(Entries provided)

PR #4868, opened 2025-06-24
Move expire's Duration parser to a separate utility class and support `ms` for milliseconds

jimtng:
so it can be used elsewhere

This was prompted by the need to standardize Duration parsing across openHAB, including addons, such as in https://github.com/openhab/openhab-addons/pull/18301

### DIFF
--- a/bundles/org.openhab.core/src/main/java/org/openhab/core/util/DurationUtils.java
+++ b/bundles/org.openhab.core/src/main/java/org/openhab/core/util/DurationUtils.java
@@ -1,0 +1,69 @@
+/*
+ * Copyright (c) 2010-2025 Contributors to the openHAB project
+ *
+ * See the NOTICE file(s) distributed with this work for additional
+ * information.
+ *
+ * This program and the accompanying materials are made available under the
+ * terms of the Eclipse Public License 2.0 which is available at
+ * http://www.eclipse.org/legal/epl-2.0
+ *
+ * SPDX-License-Identifier: EPL-2.0
+ */
+package org.openhab.core.util;
+
+import java.time.Duration;
+import java.util.regex.Matcher;
+import java.util.regex.Pattern;
+
+import org.eclipse.jdt.annotation.NonNullByDefault;
+
+/**
+ * Static utility methods that are helpful when dealing with {@link Duration}.
+ *
+ * @author Jimmy Tanagra - Initial contribution
+ */
+@NonNullByDefault
+public class DurationUtils {
+
+    private static final Pattern DURATION_PATTERN = Pattern
+            .compile("(?:([0-9]+)D)?\\s*(?:([0-9]+)H)?\\s*(?:([0-9]+)M)?\\s*(?:([0-9]+)S)?", Pattern.CASE_INSENSITIVE);
+
+    /**
+     * Parses a duration string in ISO-8601 format or a custom format like
+     * "1d 1h 15m 30s" where 'd' stands for days, 'h' for hours,
+     * 'm' for minutes, and 's' for seconds.
+     *
+     * @param durationString the string representation of the duration
+     * @return a Duration object representing the parsed duration
+     * @throws IllegalArgumentException if the string cannot be parsed into a valid duration
+     */
+    public static Duration parse(String durationString) throws IllegalArgumentException {
+        try {
+            return Duration.parse(durationString);
+        } catch (Exception e) {
+            // ignore
+        }
+
+        Matcher m = DURATION_PATTERN.matcher(durationString);
+        if (!m.matches() || (m.group(1) == null && m.group(2) == null && m.group(3) == null && m.group(4) == null)) {
+            throw new IllegalArgumentException(
+                    "Invalid duration: " + durationString + ". Expected something like: '1d 1h 15m 30s'");
+        }
+
+        Duration duration = Duration.ZERO;
+        if (m.group(1) != null) {
+            duration = duration.plus(Duration.ofDays(Long.parseLong(m.group(1))));
+        }
+        if (m.group(2) != null) {
+            duration = duration.plus(Duration.ofHours(Long.parseLong(m.group(2))));
+        }
+        if (m.group(3) != null) {
+            duration = duration.plus(Duration.ofMinutes(Long.parseLong(m.group(3))));
+        }
+        if (m.group(4) != null) {
+            duration = duration.plus(Duration.ofSeconds(Long.parseLong(m.group(4))));
+        }
+        return duration;
+    }
+}
--- a/bundles/org.openhab.core/src/main/java/org/openhab/core/util/DurationUtils.java
+++ b/bundles/org.openhab.core/src/main/java/org/openhab/core/util/DurationUtils.java
@@ -13,6 +13,7 @@
 package org.openhab.core.util;
 
 import java.time.Duration;
+import java.time.temporal.ChronoUnit;
 import java.util.regex.Matcher;
 import java.util.regex.Pattern;
 
@@ -26,13 +27,20 @@ import org.eclipse.jdt.annotation.NonNullByDefault;
 @NonNullByDefault
 public class DurationUtils {
 
-    private static final Pattern DURATION_PATTERN = Pattern
-            .compile("(?:([0-9]+)D)?\\s*(?:([0-9]+)H)?\\s*(?:([0-9]+)M)?\\s*(?:([0-9]+)S)?", Pattern.CASE_INSENSITIVE);
+    private static final Pattern DURATION_PATTERN = Pattern.compile(
+            "(?:([0-9]+)D)?\\s*(?:([0-9]+)H)?\\s*(?:([0-9]+)M)?\\s*(?:([0-9]+)S)?\\s*(?:([0-9]+)MS)?",
+            Pattern.CASE_INSENSITIVE);
+    private static final ChronoUnit[] DURATION_UNITS = { ChronoUnit.DAYS, ChronoUnit.HOURS, ChronoUnit.MINUTES,
+            ChronoUnit.SECONDS, ChronoUnit.MILLIS };
 
     /**
      * Parses a duration string in ISO-8601 format or a custom format like
-     * "1d 1h 15m 30s" where 'd' stands for days, 'h' for hours,
-     * 'm' for minutes, and 's' for seconds.
+     * "1d 1h 15m 30s 500ms" where
+     * 'd' stands for days,
+     * 'h' for hours,
+     * 'm' for minutes,
+     * 's' for seconds, and
+     * 'ms' for milliseconds.
      *
      * @param durationString the string representation of the duration
      * @return a Duration object representing the parsed duration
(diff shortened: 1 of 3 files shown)


andrewfg (approved):
LGTM

mherwege:
At one point, I introduced formatting for durations in QuantityType (https://github.com/openhab/openhab-core/pull/4169). Would it make sense to also move this to this utility class? That way we may be able to keep it all together and use it everywhere in the same way.

rkoshak:
I'd really like to see support for ISO8601 in a utility like this. It's slightly more flexible compared to Expire's format and it's an official standard. Though it is slightly less clear because of the whole PT stuff.

bundles/org.openhab.core/src/main/java/org/openhab/core/util/DurationUtils.java
```diff
@@ -0,0 +1,73 @@
...
+     * 'm' for minutes,
+     * 's' for seconds, and
+     * 'ms' for milliseconds.
+     *
+     * @param durationString the string representation of the duration
+     * @return a Duration object representing the parsed duration
+     * @throws IllegalArgumentException if the string cannot be parsed into a valid duration
+     */
+    public static Duration parse(String durationString) throws IllegalArgumentException {
+        try {
```
andrewfg, line 50: Suggested addition:

```
        if (QuantityType.valueOf(durationString) instanceof QuantityType<?> time
                && time.toUnit(MetricPrefix.MILLI(Units.SECOND)) instanceof QuantityType<?> msec) {
            return Duration.ofMillis(msec.longValue());
        }
```

andrewfg: See https://github.com/openhab/openhab-addons/pull/18301#discussion_r2164592436

jimtng: From what I can tell, the difference between QuantityType parsing of duration vs expire's current format:
- `1 h` vs `1h` - QuantityType supports spaces between the numbers and the unit
- `1 min` vs `1m` - QuantityType uses `min` instead of `m` (which would be meter, unit of length in QuantityType world)

So to "support" QuantityType formatting, we can just support spaces between number and unit and `min` in addition to `m` - or actually get QuantityType to try to parse it. But is this going to be a gain for specifying duration strings? I think it's a loss of clarity and added confusion and inconsistencies:

- You can use `1 min` but not `1 hr` nor `1 hour` nor `1 sec`

@mherwege @rkoshak wdyt?

By supporting QuantityType's syntax, you're declaring that "we support QuantityType syntax, and also the old expire syntax for specifying durations", but then "We don't support the old expire syntax when parsing it with QuantityType.valueOf". That seems inconsistent.

I'd rather separate QuantityType and Duration parsing completely, and use Duration when you need a Duration.

jimtng:
> At one point, I introduced formatting for durations in QuantityType (#4169). Would it make sense to also move this to this utility class? That way we may be able to keep it all together and use it everywhere in the same way.

Are you thinking of `public String DurationUtils.format(Duration value, String format)`? In any case it should be a separate follow up PR.



> I'd really like to see support for ISO8601 in a utility like this. It's slightly more flexible compared to Expire's format and it's an official standard. Though it is slightly less clear because of the whole PT stuff.

ISO8601 is already implemented, and I think in one of your other replies, you've also realised this, but I'd reply here to clarify for other readers.

bundles/org.openhab.core/src/main/java/org/openhab/core/util/DurationUtils.java
jimtng: Furthermore, QuantityType is not a suitable substitute for specifying "durations" that we often expect (machine-based duration, not calendar based durations). For example, QuantityType.valueOf("1 year") converts to 31536000 seconds, but this is not always correct depending on whether the current year has leap year etc.

This is the reason why Java splits its Temporal classes into Period and Duration, with the prior supporting years, months, days, and Duration supporting days, hours, minutes, seconds, etc.

See: https://docs.oracle.com/javase/tutorial/datetime/iso/period.html

mherwege:
> Are you thinking of `public String DurationUtils.format(Duration value, String format)`? In any case it should be a separate follow up PR.

Yes, indeed. And a follow-up PR would be fine.

> By supporting QuantityType's syntax, you're declaring that "we support QuantityType syntax, and also the old expire syntax for specifying durations", but then "We don't support the old expire syntax when parsing it with QuantityType.valueOf". That seems inconsistent.
> 
> I'd rather separate QuantityType and Duration parsing completely, and use Duration when you need a Duration.

I don't think it harms to allow QuantityType syntax for parsing here. Anything allowing a user to use the same syntax in different places is a plus to me and avoids another question on the forum.
I don't think we should try doing it the other way around (QuantityType to support expire syntax), as the syntax in QuantityType is not under our direct control and it would lead to dimension confusion quickly (minute vs metre). I don't see how we can solve that in QuantityType parsing pre-processing without knowing the dimension in advance.
Even if we allow it in the syntax creating a Duration, I wouldn't put it upfront in the documentation (if we document it at all).
I have no big issue ignoring the `1 year` problem with QuantityType and just accepting the QuantityType conversion. This is an unlikely case to be relevant.

jimtng:
QuantityType also supports `1 month` which doesn't translate to 30 * 24 * 60 * 60 

```
irb(main):033> QuantityType.new("1 month").to_unit(Units::SECOND)
=> 2629746 s
irb(main):037> 2629746.0 / 60 / 60 / 24
=> 30.436875
```

So using QuantityType may lead to issues.

If the goal is to make Duration parsing as "user friendly" as possible, I can just add support for 
- Allow spaces, e.g. `1 h`
- d|day|days
- h|hr|hour|hours
- m|min|minute|minutes
- s|sec|second|seconds
- ms|millisecond|milliseconds

Without asking QuantityType to perform the parsing for us.

What other aspects of QuantityType are desired?

andrewfg:
It appears that 1 month is defined as 1/12 of 1 year. (And probably 1 year is defined as 365.25 days). In any case these must be handled in the same way by both the duration parser and the quantity parser. If that is not the case then we need to fix it so that they do both produce identical results.

---

EDIT: and therefore in any case you need to add junit tests (if not already present) to confirm that the two parsers do indeed produce identical results in all cases.

andrewfg:
> It appears that 1 month is defined as 1/12 of 1 year. (And probably 1 year is defined as 365.25 days).

Yup.

```
 package tech.units.indriya.unit;

	/**
	 * A time unit accepted for use with SI units (standard name <code>yr</code> ).
	 */
	public static final Unit<Time> YEAR = AbstractSystemOfUnits.Helper.addUnit(INSTANCE.units,
			Units.DAY.multiply(365.2425), "Year", "yr");

	/**
	 * A unit of duration equal to 1/12 {@link #YEAR} (common name <code>mo</code>).
	 * @since 2.3
	 */
	public static final Unit<Time> MONTH = AbstractSystemOfUnits.Helper.addUnit(INSTANCE.units, 
			YEAR.divide(12), "Month", "mo");
```

---

> 1 month doesn't translate to 30 * 24 * 60 * 60

Indeed. Nor should it ever.

> => 30.436875

Correct:  365.2425 / 12 = 30.436875 days; = 2629746 seconds

jimtng:
> I don't think it harms to allow QuantityType syntax for parsing here. Anything allowing a user to use the same syntax in different places is a plus to me and avoids another question on the forum.

They will ask why 
- `1 min` works but not `1 hr 1 min` (not currently supported by the expire parser)
- `1000000 ns` works, but not `1 s 5000000 ns` doesn't work (expire parser doesn't support ns)
- `200 ns` is accepted, but it doesn't work

It just opens up too many corner cases

mherwege:
@jimtng Fair enough. Keep it separate.

I do like your suggestion of allowing the alternatives as outlined here:

> * Allow spaces, e.g. `1 h`
> * d|day|days
> * h|hr|hour|hours
> * m|min|minute|minutes
> * s|sec|second|seconds
> * ms|millisecond|milliseconds

jimtng:
I intended this PR to be a straight forward refactoring with minimal changes, so that it could get merged quickly.

Further enhancements, such as adding QuantityType support can be added later in a separate PR if you believe that's a good idea.

As for https://github.com/openhab/openhab-addons/pull/18301 I don't see why it can't just support the expiry syntax for now, and then later if DurationUtils.parse supports QuantityType format it can automatically have that too. But that's a discussion that belongs in the addons PR, not here.

jimtng:
> I do like your suggestion of allowing the alternatives as outlined here:
> 
> > * Allow spaces, e.g. `1 h`
> > * d|day|days
> > * h|hr|hour|hours
> > * m|min|minute|minutes
> > * s|sec|second|seconds
> > * ms|millisecond|milliseconds

I can add that in a separate PR later.

andrewfg:
Personally I don't care if you use QuantityType as a sub helper to do the parsing, or whether you write your own code to do it. However I do insist that if you add support for weeks, months, years, etc. then it MUST produce the same results as the indriya (QuantityType) code does. e.g. one month is NOT treated as 30 days, and one year is NOT treated as 365 days. However as far as I can tell you are (currently) stopping at days, so the current code is probably OK.

andrewfg:
PS apropos the expire parameter, the duration should permit being with or without spaces in order to comply with the documentation https://www.openhab.org/docs/configuration/items.html#parameter-expire

rkoshak:
Assuming java's Duration implementation of ISO8601 matches the spec, the value of "P1M" will depend on current context, meaning the amount of time in the current month (i.e. 30 days for June). The value of  P2M" will be the current month plus the next month (i.e. 61 days). The same goes for "P1Y" which takes into account leap days. 

Unless QuantityType does something similar, it is rare that the value from an ISO8601 Duration is going to match QuantityType's 1 month.

So are you basically saying ISO8601 cannot be used at all and QuantityType must become the OH wide standard for the length of 1 month? Beacause we are definitely not going to change the implementation of java.time.Duration to violate the ISO8601 spec.

mherwege:
> Assuming java's Duration implementation of ISO8601 matches the spec, the value of "P1M" will depend on current context, meaning the amount of time in the current month (i.e. 30 days for June). The value of P2M" will be the current month plus the next month (i.e. 61 days). The same goes for "P1Y" which takes into account leap days.
> 
> Unless QuantityType does something similar, it is rare that the value from an ISO8601 Duration is going to match QuantityType's 1 month.
> 
> So are you basically saying ISO8601 cannot be used at all and QuantityType must become the OH wide standard for the length of 1 month? Beacause we are definitely not going to change the implementation of java.time.Duration to violate the ISO8601 spec.

The Java `Duration` class only parses part of the ISO8601 spec (days and time: `PnDTnHnMn.nS`), whereby days are treated as exactly 24h. It avoids the month and year problem. That's where the `Period` class comes into play. You cannot know what the exact duration is of a period if you do not use it relative to a base date (adding/substracting to/from a date). I don't think an ISO  string with years or months is accepted for expiry configuration at this point in time.

andrewfg:
.. whereas indriya defines one month as exactly 365.2425 days divided by 12 -- which is therefore invariant.

rkoshak:
Interesting. JS uses jods-js whose Duration implementation does provide full ISO8601 support. I can't imagine anyone would use weeks or months for a timeout in OH so the whole discussion is probably moot. Maybe just don't support anything more than days and call it quits. 

> .. whereas indriya defines one month as exactly 365.2425 days divided by 12 -- which is therefore invariant.

And it's also wrong for every possible way that humans actually use month. It doesn't match the calendar nor does it match the moon. A month isn't an invariant measurement and forcing it to be such in a user facing interface is not a good idea. 

I'm thinking anything more than weeks should simply not be supported. Since java.time.Duration doesn't support anything more than days that should probably be the max unit for both Expire and the ISO8601. QuantityType can be converted to any unit so it probably doesn't really matter what the max unit it supports is, if QuantityType can parse it, it should be OK. 

But making the Expire String for 1 month be 365.2425 / 12 is wrong. That number doesn't correspond to a month in any of the ways that humans refer to it and this is a human facing interface. One month from now is July 25 at 14:00 MDT, not July 26 at 00:29 MDT.

So I vote, for simplicity and consistency, let's follow the lead of java.time.Duration and simply not support anything more than days, at least for Expire (it's already not supported for Duration apparently). Anything more than a few days is going to be impractical from an OH perspective anyway.

andrewfg:
> it's also wrong for every possible way that humans actually use month

Please take that up with indriya. Which is BTW (one of) the standard(s) that OH adopted.

andrewfg:
FWIW ISO8601 defines Instants. Not Durations. Durations are defined as the delta between two Instants. As the expire property does not define the reference Instant for the Duration calculation, this whole discussion about enforcing ISO8601 is out of context, and irrelevant to this use case, and thus a waste of time. I suggest terminating the discussion. I will anyway unsubsribe.

jimtng:
We'll stop at days, so won't add weeks / months / years.

jimtng:
@mherwege: #4873

mherwege:
> Interesting. JS uses jods-js whose Duration implementation does provide full ISO8601 support.

Looking at the documentation, it provides exactly the same support as the Java Duration class: https://js-joda.github.io/js-joda/class/packages/core/src/Duration.js~Duration.html#static-method-parse

mherwege (approved):
LGTM

rkoshak:
> Looking at the documentation, it provides exactly the same support as the Java Duration class: https://js-joda.github.io/js-joda/class/packages/core/src/Duration.js~Duration.html#static-method-parse

Interesting, I've used `P1W` with it without error before. :man_shrugging: 

Anyway, the only reason I came here was I was asked. I'll be sure to avoid any issue or PR where @andrewfg is participating in the future. It's clear I'm not wanted.

mherwege:
> Interesting, I've used `P1W` with it without error before.

That would probably work because this would return a Period, not a Duration: https://js-joda.github.io/js-joda/class/packages/core/src/Period.js~Period.html#static-method-parse
Both Period and Duration extend TemporalAmount. But there is not parse for TemporalAmount. In calculations with dates, you would use TemporalAmount, which would be a Period or a Duration.

andrewfg:
> I'll be sure to avoid any issue or PR where @andrewfg is participating in the future.

I was still lurking. And @rkoshak I therefore extend my humble apologies for being rude to you.

> I've used P1W with it without error before 

Sure, but you would still need to use invariants if you would use P2Y or P3M

kaikreuzer (approved):
Thanks!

(End Entries provided)

▸ **What you need to do**: Pick each line holding the word "outlined" out of the listing.

▸ **Problem solution**:
I do like your suggestion of allowing the alternatives as outlined here:
> I do like your suggestion of allowing the alternatives as outlined here:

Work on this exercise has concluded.